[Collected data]
╔══
PR #130, opened 2021-01-18
Completed

Serhii-Alieksieievych:
[DEMO LINK](https://Serhii-Alieksieievych.github.io/react_goods-selector/)

### DIFF
--- a/src/App.js
+++ b/src/App.js
@@ -14,11 +14,108 @@ const goodsFromServer = [
   'Garlic',
 ];
 
-const App = () => (
-  <div className="App">
-    <h1>Selected good: -</h1>
-    {goodsFromServer.length}
-  </div>
-);
+let selectedGoodsArr = [];
 
-export default App;
+export class App extends React.Component {
+  state = {
+    selectedGoodName: '',
+  }
+
+  separator = ' ----- ';
+
+  render() {
+    return (
+      <div className="App">
+        <h1>
+          Selected good:
+          {this.state.selectedGoodName}
+        </h1>
+
+        <button
+          type="button"
+          onClick={(event) => {
+            selectedGoodsArr = [];
+            this.setState(state => ({
+              selectedGoodName: selectedGoodsArr
+                .map(good => good
+                  .innerText
+                  .split(this.separator)[0])
+                .join(', '),
+            }));
+            const items = [...document.body.querySelectorAll('.selected')];
+
+            items.forEach(item => item.classList.remove('selected'));
+          }}
+        >
+          Clear
+        </button>
+
+        <ul>
+          {goodsFromServer.map(good => (
+            <li
+              key={good}
+              className={this.state.itemClass}
+            >
+              {good}
+              {this.separator}
+              <button
+                type="button"
+                onClick={(event) => {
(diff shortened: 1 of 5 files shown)


Layrovell (approved):

src/App.js
```diff
@@ -14,11 +14,108 @@ const goodsFromServer = [
...
+          onClick={(event) => {
+            selectedGoodsArr = [];
+            this.setState(state => ({
+              selectedGoodName: selectedGoodsArr
+                .map(good => good
+                  .innerText
+                  .split(this.separator)[0])
+                .join(', '),
+            }));
+            const items = [...document.body.querySelectorAll('.selected')];
```
vsm2k17, line 45: don't use DOM

vsm2k17: use condition inside className for classes and use the state to save all data that you need

vsm2k17 (changes requested):
remove usage of DOM

src/App.js
```diff
@@ -14,11 +14,108 @@ const goodsFromServer = [
...
-    {goodsFromServer.length}
-  </div>
-);
-
-export default App;
+export class App extends React.Component {
+  state = {
+    goods: [...goodsFromServer],
+    selectedGoods: [],
+    selectedGoodsNames: [],
```
vsm2k17, line 21: should be only one array in your state

src/App.js
```diff
@@ -14,11 +14,108 @@ const goodsFromServer = [
...
+                `${selectedGoodsNames.includes(good) ? 'selected' : ''}`}
+            >
+              {good}
+
+              {' '}
+
+              <button
+                type="button"
+                onClick={(event) => {
+                  const selectedGood = event.target.parentElement;
```
vsm2k17, line 65: don't use event.target.parentElement, just pass the name (good) in your callback

src/App.js
```diff
@@ -14,11 +14,108 @@ const goodsFromServer = [
...
+                  const textOfSelectedGood = event.target
```
vsm2k17, line 66: textOfSelectedGood === good in your array goods, so you can use it without DOM

src/App.js
```diff
@@ -14,11 +14,108 @@ const goodsFromServer = [
...
+                  }
+
+                  this.setState(state => ({
+                    selectedGoods: [
+                      ...state.selectedGoods,
+                      selectedGood,
+                    ],
+                    selectedGoodsNames: [
+                      ...state.selectedGoodsNames,
+                      textOfSelectedGood,
```
vsm2k17, line 81: git rid of selectedGoodsNames

src/App.js
```diff
@@ -14,11 +14,108 @@ const goodsFromServer = [
...
+
+              {' '}
+
+              <button
+                type="button"
+                onClick={(event) => {
+                  const selectedGood = event.target.parentElement;
+                  const textOfSelectedGood = event.target
+                    .parentElement.childNodes[0]
+                    .wholeText.trim();
```
vsm2k17, line 97: just delete an element from an array which you map to render the list (without state mutation)

vsm2k17 (changes requested):

PR #133, opened 2021-01-19
Solution

sasha39612:
[DEMO LINK](https://sasha39612.github.io/react_goods-selector/)

### DIFF
--- a/src/App.js
+++ b/src/App.js
@@ -14,11 +14,87 @@ const goodsFromServer = [
   'Garlic',
 ];
 
-const App = () => (
-  <div className="App">
-    <h1>Selected good: -</h1>
-    {goodsFromServer.length}
-  </div>
-);
+const preparedGoods = goodsFromServer.map((item, index) => (
+  {
+    id: index,
+    name: item,
+  }
+));
+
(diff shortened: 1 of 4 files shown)


Serhii-Alieksieievych (approved):

src/App.js
```diff
@@ -14,11 +14,87 @@ const goodsFromServer = [
...
+ clearSelect = () => {
+   this.setState({
+     selectedGoods: [],
+   });
+ }
+
+ render() {
+   const { selectedGoods } = this.state;
+
+   const temp = ((selectedGoods.length > 0) ? 1 : 0);
```
varseniuk, line 56: don't you think it would be better to make it boolean? true/false === 1/0
```suggestion
   const temp = Boolean(selectedGoods.length);
```
and better to give it a more meaningful name. Like `areGoodsSelected` or smth like this

varseniuk (approved):
Good solution, but let's make it cleaner

src/App.js
sasha39612: I did't know it. Thank's.
 I'm going to use it in future.

PR #134, opened 2021-01-19
Solution

olesiatk:


Serhii-Alieksieievych (approved):

src/App.js
```diff
@@ -14,11 +15,84 @@ const goodsFromServer = [
...
+  state = {
+    selectedGoods: [],
+  };
+
+  selectElement = ({ target }) => {
+    const newGood = target.parentElement.firstChild.textContent;
+    const goods = this.state.selectedGoods;
+
+    target.parentElement.classList.toggle('selected');
+    this.setState({ selectedGoods: [...goods, newGood] });
```
vsm2k17, line 28: don't use target and DOM, if you want to change class, then add condition into className attribute, if you need any kind of data store them into the state, and use it from the state.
╚══
▶ Work to complete
To complete this exercise, set down every line above exactly once more.

▶ Solution
PR #130, opened 2021-01-18
Completed

Serhii-Alieksieievych:
[DEMO LINK](https://Serhii-Alieksieievych.github.io/react_goods-selector/)

### DIFF
--- a/src/App.js
+++ b/src/App.js
@@ -14,11 +14,108 @@ const goodsFromServer = [
   'Garlic',
 ];
 
-const App = () => (
-  <div className="App">
-    <h1>Selected good: -</h1>
-    {goodsFromServer.length}
-  </div>
-);
+let selectedGoodsArr = [];
 
-export default App;
+export class App extends React.Component {
+  state = {
+    selectedGoodName: '',
+  }
+
+  separator = ' ----- ';
+
+  render() {
+    return (
+      <div className="App">
+        <h1>
+          Selected good:
+          {this.state.selectedGoodName}
+        </h1>
+
+        <button
+          type="button"
+          onClick={(event) => {
+            selectedGoodsArr = [];
+            this.setState(state => ({
+              selectedGoodName: selectedGoodsArr
+                .map(good => good
+                  .innerText
+                  .split(this.separator)[0])
+                .join(', '),
+            }));
+            const items = [...document.body.querySelectorAll('.selected')];
+
+            items.forEach(item => item.classList.remove('selected'));
+          }}
+        >
+          Clear
+        </button>
+
+        <ul>
+          {goodsFromServer.map(good => (
+            <li
+              key={good}
+              className={this.state.itemClass}
+            >
+              {good}
+              {this.separator}
+              <button
+                type="button"
+                onClick={(event) => {
(diff shortened: 1 of 5 files shown)


Layrovell (approved):

src/App.js
```diff
@@ -14,11 +14,108 @@ const goodsFromServer = [
...
+          onClick={(event) => {
+            selectedGoodsArr = [];
+            this.setState(state => ({
+              selectedGoodName: selectedGoodsArr
+                .map(good => good
+                  .innerText
+                  .split(this.separator)[0])
+                .join(', '),
+            }));
+            const items = [...document.body.querySelectorAll('.selected')];
```
vsm2k17, line 45: don't use DOM

vsm2k17: use condition inside className for classes and use the state to save all data that you need

vsm2k17 (changes requested):
remove usage of DOM

src/App.js
```diff
@@ -14,11 +14,108 @@ const goodsFromServer = [
...
-    {goodsFromServer.length}
-  </div>
-);
-
-export default App;
+export class App extends React.Component {
+  state = {
+    goods: [...goodsFromServer],
+    selectedGoods: [],
+    selectedGoodsNames: [],
```
vsm2k17, line 21: should be only one array in your state

src/App.js
```diff
@@ -14,11 +14,108 @@ const goodsFromServer = [
...
+                `${selectedGoodsNames.includes(good) ? 'selected' : ''}`}
+            >
+              {good}
+
+              {' '}
+
+              <button
+                type="button"
+                onClick={(event) => {
+                  const selectedGood = event.target.parentElement;
```
vsm2k17, line 65: don't use event.target.parentElement, just pass the name (good) in your callback

src/App.js
```diff
@@ -14,11 +14,108 @@ const goodsFromServer = [
...
+                  const textOfSelectedGood = event.target
```
vsm2k17, line 66: textOfSelectedGood === good in your array goods, so you can use it without DOM

src/App.js
```diff
@@ -14,11 +14,108 @@ const goodsFromServer = [
...
+                  }
+
+                  this.setState(state => ({
+                    selectedGoods: [
+                      ...state.selectedGoods,
+                      selectedGood,
+                    ],
+                    selectedGoodsNames: [
+                      ...state.selectedGoodsNames,
+                      textOfSelectedGood,
```
vsm2k17, line 81: git rid of selectedGoodsNames

src/App.js
```diff
@@ -14,11 +14,108 @@ const goodsFromServer = [
...
+
+              {' '}
+
+              <button
+                type="button"
+                onClick={(event) => {
+                  const selectedGood = event.target.parentElement;
+                  const textOfSelectedGood = event.target
+                    .parentElement.childNodes[0]
+                    .wholeText.trim();
```
vsm2k17, line 97: just delete an element from an array which you map to render the list (without state mutation)

vsm2k17 (changes requested):

PR #133, opened 2021-01-19
Solution

sasha39612:
[DEMO LINK](https://sasha39612.github.io/react_goods-selector/)

### DIFF
--- a/src/App.js
+++ b/src/App.js
@@ -14,11 +14,87 @@ const goodsFromServer = [
   'Garlic',
 ];
 
-const App = () => (
-  <div className="App">
-    <h1>Selected good: -</h1>
-    {goodsFromServer.length}
-  </div>
-);
+const preparedGoods = goodsFromServer.map((item, index) => (
+  {
+    id: index,
+    name: item,
+  }
+));
+
(diff shortened: 1 of 4 files shown)


Serhii-Alieksieievych (approved):

src/App.js
```diff
@@ -14,11 +14,87 @@ const goodsFromServer = [
...
+ clearSelect = () => {
+   this.setState({
+     selectedGoods: [],
+   });
+ }
+
+ render() {
+   const { selectedGoods } = this.state;
+
+   const temp = ((selectedGoods.length > 0) ? 1 : 0);
```
varseniuk, line 56: don't you think it would be better to make it boolean? true/false === 1/0
```suggestion
   const temp = Boolean(selectedGoods.length);
```
and better to give it a more meaningful name. Like `areGoodsSelected` or smth like this

varseniuk (approved):
Good solution, but let's make it cleaner

src/App.js
sasha39612: I did't know it. Thank's.
 I'm going to use it in future.

PR #134, opened 2021-01-19
Solution

olesiatk:


Serhii-Alieksieievych (approved):

src/App.js
```diff
@@ -14,11 +15,84 @@ const goodsFromServer = [
...
+  state = {
+    selectedGoods: [],
+  };
+
+  selectElement = ({ target }) => {
+    const newGood = target.parentElement.firstChild.textContent;
+    const goods = this.state.selectedGoods;
+
+    target.parentElement.classList.toggle('selected');
+    this.setState({ selectedGoods: [...goods, newGood] });
```
vsm2k17, line 28: don't use target and DOM, if you want to change class, then add condition into className attribute, if you need any kind of data store them into the state, and use it from the state.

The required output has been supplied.